Merge several .csv into one csv in python

Good evening,

So I have a huge amount of .csvs which I either want to change in one giant csv before reading it with pandas, or directly creating a df with all the .csvs in it. The .csvs all have two columns "timestamp" and "holdings". Now I want to merge them on the "timestamp"-column if they match with each other and create a new column for each "holdings"-column. So far I produced this:

import os
import glob
import pandas as pd

os.chdir("C/USer....")
extension = 'csv'
all_filenames = [i for i in glob.glob('*.{}'.format(extension))]

dfs = [pd.read_csv(f, index_col=[0], parse_dates=[0])
        for f in os.listdir(os.getcwd()) if f.endswith('csv')]

The output is a list with dfs. How do I merge them on "timestamp" column now? I tried to concate and merge already, but it always puts them in a single column.

Solution

What you are looking for is an outer join between the dataframes.
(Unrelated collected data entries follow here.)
PR #3342, opened 2017-11-14
Some IntelliSense improvements in Debug REPL

huguesv:
Fixes the existing completions so that they are correct when the user changes the current frame. Also includes parameters in the completions, not just the locals.

Return completions when an expression (text) is supplied when executing in current frame.

I'm hesitant to do more at this time given our planned debugger improvements, and the consequences it may have on the debug repl implementation.

### DIFF
--- a/Python/Product/PythonTools/PythonTools/Repl/PythonDebugProcessReplEvaluator.cs
+++ b/Python/Product/PythonTools/PythonTools/Repl/PythonDebugProcessReplEvaluator.cs
@@ -275,10 +275,12 @@ namespace Microsoft.PythonTools.Repl {
         }
 
         public override CompletionResult[] GetMemberNames(string text) {
-            if (string.IsNullOrEmpty(text) && _currentFrameLocals != null) {
+            if (_currentScopeName == CurrentFrameScopeFixedName && string.IsNullOrEmpty(text) && _currentFrameLocals != null) {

Since the pandas merge function only operates between two dataframes, we need to loop over each dataframe and merge them individually. We can use the reduce iterator from functools to do this cleanly in one line:

import pandas as pd
from functools import reduce

df_merged = reduce(lambda  left,right: pd.merge(left,right,on=['timestamp'],
                                        how='outer'), dfs)

Use the suffixes argument in the merge function to clean up your column headings.